══ DATA FOR ANALYSIS ══
PR #3980, opened 2022-06-20
feat: umip 162 update simulation script to include l2 relays

md0x:
Signed-off-by: Pablo Maldonado <pablo@umaproject.org>

**Motivation**

Simulate the proposal actions of the UMIP 162 https://github.com/UMAprotocol/UMIPs/pull/525

The verify script ensures that the actions were executed in l1 and that the relay events were emitted in l1 (it doesn't simulate the actions in l2-s).

**Summary**

Simulates and verifies the following actions:
* Propose and execute the registration of 00V2 as a verified contract in mainnet
* Propose and execute adding OOV2 to the finder
* For the layer 2 blockchains: 
    * Propose relay to the register OOV2 as a verified contract in l2
    *  Propose relay to add OOV2 to the finder in l2


packages/scripts/src/upgrade-tests/162/1_Propose.ts
```diff
@@ -1,85 +1,344 @@
...
+    console.log("- changeImplementationAddressData", setFinderData);
+  }
+
+  // store relayRecords
+  const relayRecordsJson = JSON.stringify(relayRecords, null, 2);
+  const relayRecordsFile = path.join(path.dirname(__filename), "response.json");
+
+  // delete file if exists
+  if (fs.existsSync(relayRecordsFile)) {
+    fs.unlinkSync(relayRecordsFile);
```
mrice32, line 290: I'm a little confused -- why do we need to save a file?

packages/scripts/src/upgrade-tests/162/1_Propose.ts
```diff
@@ -1,85 +1,344 @@
...
+): Promise<{
+  to: string;
+  value: BigNumberish;
+  data: BytesLike;
+}> => {
+  if (!tx.data) throw new Error("Transaction has no data");
+  const relayGovernanceData = await governorRootTunnel.populateTransaction.relayGovernance(targetAddress, tx.data);
+  console.log("- relayGovernanceData", relayGovernanceData);
+  const relay = await governorRootTunnel.populateTransaction.relayGovernance(targetAddress, tx.data);
+  const relayMessage = relay.data;
```
mrice32, line 81: This is much easier than using the ethers Interface classes. Didn't realize you could generate transaction data this way.

packages/scripts/src/upgrade-tests/162/1_Propose.ts
```diff
@@ -1,85 +1,344 @@
...
+  tx: PopulatedTransaction,
+  governorHub: GovernorHub,
+  chainId: BigNumberish
+): Promise<{
+  to: string;
+  value: BigNumberish;
+  data: BytesLike;
+}> => {
+  if (!tx.data) throw new Error("Transaction has no data");
+  const calls = [{ to: targetAddress, data: tx.data }];
```
mrice32, line 97: OOC, why did we decide to do all of these in separate cross chain calls rather than grouping all of them into the same txn?

Right now, we have a separate call for addMember, registerContract, removeMember, and setImplementation address in the finder.

I doubt this is a big deal, but there are two minor issues with the non-atomic approach:
1. Bridges generally process/send txns in order in the happy path, but I don't think this is a guarantee (for instance, one could have too little gas included and might need to be retried, while the one after does not, so they would be executed out of order).
2. If they are all done in the same L2 transaction, we can be assured that they either all succeed or all fail. If we do them separately, you could have the last 2 fail, leaving the contracts in an intermediate state. We could also get weird behavior if the first fails but the last 3 are still attempted. For instance, we could have the OO get added to the finder, but not be approved by the registry.

mrice32 (approved):
This is really awesome! Nice work @md0x! I have a few comments and nits, but overall, I think this works.

packages/scripts/src/upgrade-tests/162/1_Propose.ts
md0x: Good point @mrice32; I agree that these calls should be grouped by chain id to allow for atomic relays.

Because of time concerns, we finally run the script yesterday as it is now. I've left a TODO that I'll fix when we run the proposal's actions so we don't lose sight of the original script.

packages/scripts/src/upgrade-tests/162/1_Propose.ts
md0x: I was putting the call data in a JSON file so that the verification script could use it. It was not a very good idea.

I have changed the verification to use the decodeData script.

chrismaree (approved):

PR #3986, opened 2022-06-23
feat(dvm-response-publisher): add dvm response publisher bot

ryanwolhuter:
**Motivation**

We need a bot which ensures that added price requests have published prices. This bot queries past `PriceRequestAdded` events in the `Voting` contract and checks for ones that do not have a price by calling the `hasPrice` method of the `Voting` contract. When a request with a missing price is discovered, the bot calls the `publishPrice` method on the `OracleHub` contract with that price request's identifier.

**Summary**

* Add a new package with an implementation of the bot described above.

**Details**

**NB:** after discussion with @chrismaree, we have decided to pause this task until the contract interfaces for DVM v2 are available. Our reasoning is that the `hasPrice` and `publishPrice` methods require `ancillaryData` as an argument (along with `identifier` and `timestamp`) and unfortunately, the existing contract does not pass along this ancillary data when emitting the `PriceRequestAdded` event. While we could have devised a complicated solution to get this data, we concluded that this would be a waste of time, because the DVM v2 contracts have been updated to pass along the ancillary data when firing the event. We would therefore have to go back and change the solution to take this into account.

**Testing**

- [ ]  Ran end-to-end test, running the code as in production- [ ]  New unit tests created
- [x]  Untested


chrismaree:
I'm going to close this PR for now. we can come back to this later once we've deployed the V2 version of the dvm contracts.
═══
(ASSIGNMENT) Every record above has to appear again, word for word.

(ANSWER BELOW)
PR #3980, opened 2022-06-20
feat: umip 162 update simulation script to include l2 relays

md0x:
Signed-off-by: Pablo Maldonado <pablo@umaproject.org>

**Motivation**

Simulate the proposal actions of the UMIP 162 https://github.com/UMAprotocol/UMIPs/pull/525

The verify script ensures that the actions were executed in l1 and that the relay events were emitted in l1 (it doesn't simulate the actions in l2-s).

**Summary**

Simulates and verifies the following actions:
* Propose and execute the registration of 00V2 as a verified contract in mainnet
* Propose and execute adding OOV2 to the finder
* For the layer 2 blockchains: 
    * Propose relay to the register OOV2 as a verified contract in l2
    *  Propose relay to add OOV2 to the finder in l2


packages/scripts/src/upgrade-tests/162/1_Propose.ts
```diff
@@ -1,85 +1,344 @@
...
+    console.log("- changeImplementationAddressData", setFinderData);
+  }
+
+  // store relayRecords
+  const relayRecordsJson = JSON.stringify(relayRecords, null, 2);
+  const relayRecordsFile = path.join(path.dirname(__filename), "response.json");
+
+  // delete file if exists
+  if (fs.existsSync(relayRecordsFile)) {
+    fs.unlinkSync(relayRecordsFile);
```
mrice32, line 290: I'm a little confused -- why do we need to save a file?

packages/scripts/src/upgrade-tests/162/1_Propose.ts
```diff
@@ -1,85 +1,344 @@
...
+): Promise<{
+  to: string;
+  value: BigNumberish;
+  data: BytesLike;
+}> => {
+  if (!tx.data) throw new Error("Transaction has no data");
+  const relayGovernanceData = await governorRootTunnel.populateTransaction.relayGovernance(targetAddress, tx.data);
+  console.log("- relayGovernanceData", relayGovernanceData);
+  const relay = await governorRootTunnel.populateTransaction.relayGovernance(targetAddress, tx.data);
+  const relayMessage = relay.data;
```
mrice32, line 81: This is much easier than using the ethers Interface classes. Didn't realize you could generate transaction data this way.

packages/scripts/src/upgrade-tests/162/1_Propose.ts
```diff
@@ -1,85 +1,344 @@
...
+  tx: PopulatedTransaction,
+  governorHub: GovernorHub,
+  chainId: BigNumberish
+): Promise<{
+  to: string;
+  value: BigNumberish;
+  data: BytesLike;
+}> => {
+  if (!tx.data) throw new Error("Transaction has no data");
+  const calls = [{ to: targetAddress, data: tx.data }];
```
mrice32, line 97: OOC, why did we decide to do all of these in separate cross chain calls rather than grouping all of them into the same txn?

Right now, we have a separate call for addMember, registerContract, removeMember, and setImplementation address in the finder.

I doubt this is a big deal, but there are two minor issues with the non-atomic approach:
1. Bridges generally process/send txns in order in the happy path, but I don't think this is a guarantee (for instance, one could have too little gas included and might need to be retried, while the one after does not, so they would be executed out of order).
2. If they are all done in the same L2 transaction, we can be assured that they either all succeed or all fail. If we do them separately, you could have the last 2 fail, leaving the contracts in an intermediate state. We could also get weird behavior if the first fails but the last 3 are still attempted. For instance, we could have the OO get added to the finder, but not be approved by the registry.

mrice32 (approved):
This is really awesome! Nice work @md0x! I have a few comments and nits, but overall, I think this works.

packages/scripts/src/upgrade-tests/162/1_Propose.ts
md0x: Good point @mrice32; I agree that these calls should be grouped by chain id to allow for atomic relays.

Because of time concerns, we finally run the script yesterday as it is now. I've left a TODO that I'll fix when we run the proposal's actions so we don't lose sight of the original script.

packages/scripts/src/upgrade-tests/162/1_Propose.ts
md0x: I was putting the call data in a JSON file so that the verification script could use it. It was not a very good idea.

I have changed the verification to use the decodeData script.

chrismaree (approved):

PR #3986, opened 2022-06-23
feat(dvm-response-publisher): add dvm response publisher bot

ryanwolhuter:
**Motivation**

We need a bot which ensures that added price requests have published prices. This bot queries past `PriceRequestAdded` events in the `Voting` contract and checks for ones that do not have a price by calling the `hasPrice` method of the `Voting` contract. When a request with a missing price is discovered, the bot calls the `publishPrice` method on the `OracleHub` contract with that price request's identifier.

**Summary**

* Add a new package with an implementation of the bot described above.

**Details**

**NB:** after discussion with @chrismaree, we have decided to pause this task until the contract interfaces for DVM v2 are available. Our reasoning is that the `hasPrice` and `publishPrice` methods require `ancillaryData` as an argument (along with `identifier` and `timestamp`) and unfortunately, the existing contract does not pass along this ancillary data when emitting the `PriceRequestAdded` event. While we could have devised a complicated solution to get this data, we concluded that this would be a waste of time, because the DVM v2 contracts have been updated to pass along the ancillary data when firing the event. We would therefore have to go back and change the solution to take this into account.

**Testing**

- [ ]  Ran end-to-end test, running the code as in production- [ ]  New unit tests created
- [x]  Untested


chrismaree:
I'm going to close this PR for now. we can come back to this later once we've deployed the V2 version of the dvm contracts.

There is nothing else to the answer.